When you export data, a task record will be generated. You can view the task progress and status.

The system retains the latest 1,000 task records. Earlier records will be deleted automatically.

  1. Above the storage backend list, click View Task Status.
  2. View the task records about export tasks. Click to the right of the status to view the number of failures or success times.
  3. In the search box in the upper right corner, enter the status, type, or creation time to filter tasks.

FAQs

  • In what cases will SFS Turbo evicts data?

    For the files imported from OBS to SFS Turbo, if they not accessed within the configured eviction duration, they will be evicted.

    For the files created in SFS Turbo, they will only be evicted when they have been exported to OBS and meet the eviction rule. If they have not been exported, they will not be evicted.

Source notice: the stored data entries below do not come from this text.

PR #1520, opened 2026-01-22
Cythonize _module.py

Andy-Jost:
## Summary

Converts `_module.py` to Cython (`_module.pyx`) for improved performance, adding RAII-based resource handle management for `CUkernel` and `CUlibrary` driver objects.

- Converts `Kernel`, `ObjectCode`, `KernelOccupancy`, and `KernelAttributes` to `cdef class`
- Adds `LibraryHandle` and `KernelHandle` to the resource_handles C++ infrastructure
- Replaces Python-level driver API calls with `cydriver` calls wrapped in `nogil` blocks
- Adds `.pxd` file for cross-module `cimport` support

## Changes

- `_module.py` → `_module.pyx` with `cdef class` definitions
- New `_module.pxd` with typed attribute and method declarations
- Extended `_cpp/resource_handles.{hpp,cpp}` with library/kernel handle types
- Updated `_resource_handles.{pxd,pyx}` with new handle functions
- Updated `_launcher.pyx` to directly access kernel handles via `cimport`
- Minor updates to `_linker.py`, `_program.py` to use new factory methods
- Test updates for API changes

## Test plan

- [x] All existing `test_module.py` tests pass
- [x] All existing `test_program.py` tests pass
- [x] CI passes

### DIFF
--- a/cuda_core/cuda/core/_context.pyx
+++ b/cuda_core/cuda/core/_context.pyx
@@ -46,7 +46,7 @@ cdef class Context:
         return as_intptr(self._h_context) == as_intptr(_other._h_context)
 
     def __hash__(self) -> int:
-        return hash((type(self), as_intptr(self._h_context)))
+        return hash(as_intptr(self._h_context))
 
 
 @dataclass
--- a/cuda_core/cuda/core/_event.pyx
+++ b/cuda_core/cuda/core/_event.pyx
@@ -169,7 +169,7 @@ cdef class Event:
             raise RuntimeError(explanation)
 
     def __hash__(self) -> int:
-        return hash((type(self), as_intptr(self._h_event)))
+        return hash(as_intptr(self._h_event))
 
     def __eq__(self, other) -> bool:
         # Note: using isinstance because `Event` can be subclassed.
--- a/cuda_core/cuda/core/_launch_config.pyx
+++ b/cuda_core/cuda/core/_launch_config.pyx
@@ -23,6 +23,9 @@ cdef bint _inited = False
 cdef bint _use_ex = False
 cdef object _lock = threading.Lock()
 
+# Attribute names for identity comparison and representation
+_LAUNCH_CONFIG_ATTRS = ('grid', 'cluster', 'block', 'shmem_size', 'cooperative_launch')
+
 
 cdef int _lazy_init() except?-1:
     global _inited, _use_ex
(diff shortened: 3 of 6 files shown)


cuda_core/cuda/core/_memory/_memory_pool.pxd
```diff
@@ -19,6 +19,16 @@ cdef class _MemPool(MemoryResource):
...
+cdef class _MemPoolAttributes:
+    cdef:
+        MemoryPoolHandle _h_pool
+
+    @staticmethod
+    cdef _MemPoolAttributes _init(MemoryPoolHandle h_pool)
+
+    cdef int _getattribute(self, cydriver.CUmemPool_attribute attr_enum, void* value) except? -1
+
+
```
Andy-Jost, line 31: The changes to `_MemPoolAttributes` follow a pattern set in the change to `KernelAttributes`. We no longer need to rely on weak references to share ownership with an "associated" class, as handle classes can be used instead.

cuda_core/cuda/core/_cpp/resource_handles.hpp
```diff
@@ -243,6 +285,14 @@ inline CUdeviceptr as_cu(const DevicePtrHandle& h) noexcept {
     return h ? *h : 0;
 }
 
+inline CUlibrary as_cu(const LibraryHandle& h) noexcept {
```
rparolin, line 288: Nit: Taking a LibraryHandle by const-ref feels wrong to me. My expectation is that a LibraryHandle should be map to cheap to copy type so pass-by-const-ref s
wouldn't be necessary or even be a regression as it would copy a larger pointer value.

Perhaps we could have a "handle type" be an index into a shared_ptr registry.  That would  enable you to do the cast operation to an object (eg. to_cu) from the handle type.

Andy-Jost: I’m not sure there’s much I can really do here. `LibraryHandle` **is** a `std::shared_ptr`. We went through a lot of design iteration on the resource handles and ended up with this implementation. It seems like the real concern is around what the term “Handle” (as opposed to something like “Holder”) implies to different people, but I don’t think we should make substantive implementation changes based on that alone.

The `const &` here avoids two unnecessary atomic operations, which is strictly better with no downsides. There’s no change from the `cuda.core` developer’s perspective (`as_cu` is used exactly the same way). This function is an internal implementation detail, invisible to end users, and something we can modify at any time — it doesn’t paint us into a corner.

Adding another level of indirection through a table of `std::shared_ptr`s seems like unnecessary complexity. How would we even modify that table? We’d just end up needing another level of locks. One of the nice things about `std::shared_ptr` is that it already handles everything cleanly; i.e., it works well right out of the box.

Andy-Jost:
> Looks good to me.
> 
> This change made me realize that the resource_handles design creates a dependency aggregation hot spot (all the dependencies of Stream, Context, etc. are forced together). But maybe that's OK in this case, assuming the number of cuStream etc. types is small-ish and will never expand by a lot? And they are probably highly dependent on each other already? — This is just to log the observation.

This is a really good observation, and it actually reflects an intentional design choice, even though we didn’t explicitly discuss it at the time. The cost you’re pointing out is real: these files do become dependency hot spots. The upside is that it becomes much easier to introduce changes that apply uniformly to all handles. For example, we could enable logging whenever a handle is created or destroyed, or track handle operations to generate resource-leak reports. Those kinds of features operate over handles in a generic way and can share machinery (classes, macros, etc.), so having all the handles in one place helps. Like any design decision, it comes with trade-offs, but in this case the benefits seemed to outweigh the costs.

  • How do I import evicted data to my SFS Turbo file system?
    1. File data is loaded from the bucket to the file system when the file is read or written.
    2. You can use data import to manually load data to the file system.
  • In what scenarios will data import fail?

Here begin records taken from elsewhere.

PR #1524, opened 2026-01-22
cuda.bindings.nvml: Big wave of handwritten API

mdboom:
This contains changes to ~60 APIs in NVML that needed to have their outside APIs changed to be useful and/or memory safe from Python.  This is an important part of making `cuda.bindings._nvml` public, after which point it will be much harder to change the API.

@leofang mentioned elsewhere that in many cases, adding C shims to convert between what cybind handles and what NVML expects may be a more sustainable solution than hand-writing Cython as here.  I think it makes sense to do that as a follow-up, since there is time pressure to name `cuda.bindings.nvml` public, and this gets us to the point where these APIs are updated to where the APIs wouldn't have to change in future, only the implementation details.

These changes fit into the following general categories:

- Functions where the input or output argument is a struct containing only an API version and a single element, or sometimes even just a struct with a single element.  For speed-of-light and usability reasons, it is much more efficient to make this look like a single input or output argument, rather than forcing the Python side to pack and unpack a single element into a struct/class with a lot of overhead for no gain.  For these also, we can remove the `AUTO_LOWPP_CLASS` generated class, since it isn't needed on the Python side, reducing binary size.  This includes `get_device_performance_modes`, `get_dram_encryption_mode`, `set_dram_encrypytion_mode`, `system_get_conf_compute_key_rotation_threshold_info`, `system_set_conf_compute_key_rotation_threshold_info`, `device_set_power_management_limit_v2`, `device_get_pdi`, `device_set_nvlink_device_low_power_threshold`, `device_get_vgpu_heterogeneous_mode`, `device_set_vgpu_heterogeneous_mode`, `vgpu_instance_get_placement_id`, `vgpu_instance_get_runtime_state_size`, `vgpu_type_get_max_instances_per_gpu_instance`, `gpu_instance_get_vgpu_heterogeneous_mode`, `gpu_instance_set_vgpu_hetereogeneous_mode`, `device_get_unrepairable_memory_flag`, `device_set_rusd_settings_v1`.

- Structs containing a statically-sized array that also has a size member indicating the number of valid elements in that array.  For example:

```c
struct {
    int size
    Struct_t elements[MAX_NUMBER_OF_ELEMENTS]
```

By default, cybind would allow access to the uninitialized memory in `elements[idx >= size]`.  By declaring the size element as special, recent cybind's can do the right thing.  This affects the structs `nvmlBridgeChipHierarchy_t`, `nvmlClkMonStatus_t`, `nvmlConfComputeGpuAttestationReport_t`, `nvmlConfComputeGpuCertificate_t`, `nvmlGridLicenseableFeatures_t`, `nvmlNvlinkSupportedBwModes_t`.

- Functions where input and output are in the same struct, but the inputs are few.  Again, for speed-of-light, it is much better to let the binding handle allocating the struct and filling it with a small number of passed-in arguments.  This includes `device_get_vgpu_type_supported_placements`.

- Functions with structs where the input or output argument is a fixed-length string.  This includes `device_get_conf_compute_gpu_attestation_report`, `vgpu_type_get_license`, `device_read_write_prm_v1`

- Functions which take a reference to the value of an input argument.  For example, the input is an `int`, but the API takes an `int *`.  This is very rare (and unnecessary) for input arguments and is not supported by cybind.  Includes `device_set_temperature_threshold`.

- Functions that return a dynamically-sized array inside a struct (as a size and pointer pair).  Includes `device_get_vgpu_utilization`.

- Functions that take a versioned struct (a struct with a version number member), but the "base class" version is also a specific version.  This needs to be handwritten just because the cast is invalid (though otherwise cybind handles it and generates something that would have worked, had the compiler not complained).  Includes `device_get_gpu_instance_profile_info_v` and `device_get_gpu_instance_profile_info_by_id_v`

- `get_handle_by_uuid_v`: Input to the function is a struct (a variant type to be exact) containing a union to two differently-sized fixed-sized char arrays (string).  This isn't supported by `AUTO_LOWPP_CLASS`.

- A function that takes a struct which is solely a size/pointer pair.  Here, we should take as input a `AUTO_LOWPP_ARRAY` representing the array, not wrapped up in an additional `AUTO_LOWPP_CLASS` where the member array would be hard/impossible to initialize and manage the memory properly.  This includes `device_read_prm_counters_v1`.

- A few functions will be quite hard to support cleanly from Python.  They are not on the top of the list to support right now, so I think it best to just `SKIP` them and come back to them later.  These include `nvmlGpm*` and `nvmlDeviceWorkloadPowerProfile*`.

- Functions were already deprecated in 12.9 and should never have been wrapped.  (As a policy on this work, I have not wrapped anything that was deprecated in 12.9 or earlier).  Includes `device_set_power_management_limit`

### DIFF
--- a/cuda_bindings/cuda/bindings/_nvml.pyx
+++ b/cuda_bindings/cuda/bindings/_nvml.pyx
@@ -10833,6 +10833,8 @@ cdef class ConfComputeGpuCertificate:
     def cert_chain(self, val):
         if self._readonly:
             raise ValueError("This ConfComputeGpuCertificate instance is read-only")
+        if len(val) > 4096:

    When the SFS Turbo file system contains only the file metadata (only metadata is imported or data eviction happens) and the object in the OBS bucket has been deleted, importing data or access the file will fail.

  • Are the import or export tasks synchronous or asynchronous?

    Tasks are asynchronous. After a task is submitted, you can query the task status based on the task ID.

  • If I delete the files in the SFS Turbo interworking directory, will the objects in the OBS bucket be deleted as well?

    No. If auto synchronization is disabled, the answer is no. If auto synchronization is enabled, the answer is yes.

  • Can I specify the permissions of imported directories and files after adding an OBS storage backend for my SFS Turbo file system?
    Yes, you can specify the permissions of imported directories and files. If permissions cannot be specified, submit a service ticket. Refer to the following when specifying permissions:
    • You can specify permissions of imported directories and files when adding an OBS bucket or after an OBS bucket has been added. For details, see Adding a Storage Backend and Updating Attributes of a Storage Backend in the Scalable File Service Turbo API Reference. If permissions are not specified, 750 permissions will be used for directories and 640 permissions for files.
    • You can also specify permissions of imported directories and files when importing metadata (quick import) or data. For details, see Creating an Import or Export Task in the Scalable File Service Turbo API Reference. If permissions are not specified, the default permissions mentioned above will be used.

    In earlier versions, the default permissions on imported directories and files are 755 (directories) and 644 (files). In this version, the default permissions are gradually changed to 750 (directories) and 640 (files) region by region. If you have any questions, submit a service ticket.

    You are advised to specify permissions on the imported directories and files when adding an OBS bucket or after an OBS bucket is added. If permissions are not specified, non-root users do not have permissions to access the corresponding directories and files.